I was home this past weekend doing some scouting/goose hunting and stopped into the local pub for a few drinks. I was talking to a guy who was talking about deer. He told me that he has hit 32 deer with the same truck! He only has put $500 into it to fix. I am not sure if that was bs or not until I looked at his truck. It was a old style dodge with a thick metal piece on the front of it. I think I am going to get one of those for this years season. At least I will save on ammo. :sniper:


----------



## Niles Short (Mar 18, 2004)

ran into same thing talking to a farmer last weekend and he said come here let me show you my truck.
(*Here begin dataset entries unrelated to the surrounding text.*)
PR #21, opened 2023-07-28
chore(*): Random improvements to all of v3

naathanbrown:
## Description

- Techrecord -> TechRecord
- StatusCode enum across all the code
- Add and improve validation to the post end point
- Make function for vin validity in it's own file
- Refactor to use audit details

## Type of change

## Checklist:

### DIFF
--- a/src/handler/promote.ts
+++ b/src/handler/promote.ts
@@ -1,12 +1,12 @@
 import { APIGatewayProxyEvent, APIGatewayProxyResult } from 'aws-lambda/trigger/api-gateway-proxy';
 import 'dotenv/config';
 import { cloneDeep } from 'lodash';
-import { StatusCode } from '../models/StatusCode.enum';
 import { TechRecordGet } from '../models/post';
 import { PromoteRecordRequestBody } from '../models/promote';
 import { SearchCriteria } from '../models/search';
 import { getBySystemNumberAndCreatedTimestamp, searchByCriteria, updateVehicle } from '../services/database';
 import { getUserDetails } from '../services/user';
+import { StatusCode } from '../util/enum';
 import { addHttpHeaders } from '../util/httpHeaders';
 import logger from '../util/logger';
 import { validatePromoteErrors } from '../validators/promote';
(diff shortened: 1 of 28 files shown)


shivangidas (approved):

src/handler/promote.ts
```diff
@@ -51,43 +53,28 @@ export const handler = async (event: APIGatewayProxyEvent): Promise<APIGatewayPr
...
     if (currentResult.length > 0) {
-      const currentRecord = await getBySystemNumberAndCreatedTimestamp(currentResult[0].systemNumber, currentResult[0].createdTimestamp);
-      currentRecord.techRecord_statusCode = StatusCode.ARCHIVED;
-      currentRecord.techRecord_lastUpdatedAt = new Date().toISOString();
-      currentRecord.techRecord_lastUpdatedByName = userDetails.username;
-      currentRecord.techRecord_lastUpdatedById = userDetails.msOid;
-      recordsToArchive.push(currentRecord);
-
-      logger.debug(`Old current record after update ${JSON.stringify(currentRecord)}`);
+      const currentRecord = await getBySystemNumberAndCreatedTimestamp(currentResult[0].systemNumber, currentResult[0].createdTimestamp) as TechRecordGet;
```
gjulien-bjss: I know you didn't (right now) write this, but can we use `.find()` to find the current technical record (on line 52) instead of `.filter()` ? We're only using `[0]` anyways

gjulien-bjss (commented):
Just a thought, could the setting of audit details not be done in the `createAndArchive` function, of whatever it's called? 

That way whatever handler/processor calls that function doesn't have to worry about setting audit details, it's better encapsulation and separation of concerns.

naathanbrown:
> Just a thought, could the setting of audit details not be done in the `createAndArchive` function, of whatever it's called?
> 
> That way whatever handler/processor calls that function doesn't have to worry about setting audit details, it's better encapsulation and separation of concerns.

Potentially, lets keep it as an idea and come back to it. I like that the database layers just do database work, but also see we are calling that method in a lot of places directly before we save.

gjulien-bjss (approved):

We go around to the front and he has this huge homemade bumper guard in front - it looked like somthing out of some wild car chase movie with Arnold in it. He smiles and says 'I don't have to slow down to much....


----------



## Ryan.Anderson (Oct 12, 2004)

lol niles. I suppose all it was missing was some spikes sticking out!!


----------



## Jimr (Nov 5, 2004)

theres been 16 hit here now in the last week ...unfortunatlly the gf' was in one of the vehicles :s...and they diddnt have ram bars LOL...totaled the vehicle :s big buck


----------



## Remmi_&amp;_I (Dec 2, 2003)

Hunting was tough with all of the standing crop where we hunt. Talked to a few farmers that said if we havn't filled our tags by the last weekend we could walk their standing crop to get them out. Did anyone push corn this weekend?


----------



## Booster (Sep 8, 2003)

We walked some standing corn and let me tell you it SUCKED! That really is hard to find deer in. The guys that were posting for us said that there were deer running every where in there but I didn't see hardly any. We did manage to kick out a really nice buck out of it though and ended up getting it. It was a 5x5 about 19.5 in. wide. It was really thick too. The people that messured it said that it scored from 155 to 160 and was in the lead for the big buck contest. It got up two corn rows over from me and ran right in front of me but I had already filled my tag. It was a nice one!


----------



## djleye (Nov 14, 2002)

I hunt MN about 20 miles south of Fargo. If not for the river bottoms we would have struggled. We pushed one buck(huge) out of some corn up on th efarmland about 6 miles from the river but there were few deer seen once we got away from the river because of all the standing corn. The ones that were in the river bottoms were not big deer but deer non the less. I am thinking muzzleloader and/or bow could be some dandys still around!!!


----------



## duckslayer (Oct 30, 2003)

:sniper:


----------



## KEN W (Feb 22, 2002)

Same thing with the sunflowers here....deer running around but wouldn't come out.Some fields are full sections.


----------



## DeltaBoy (Mar 4, 2004)

I shot my doe posting outside of a corn field. Deer were running all over the place out of the corn. Better go and get a few more doe tags...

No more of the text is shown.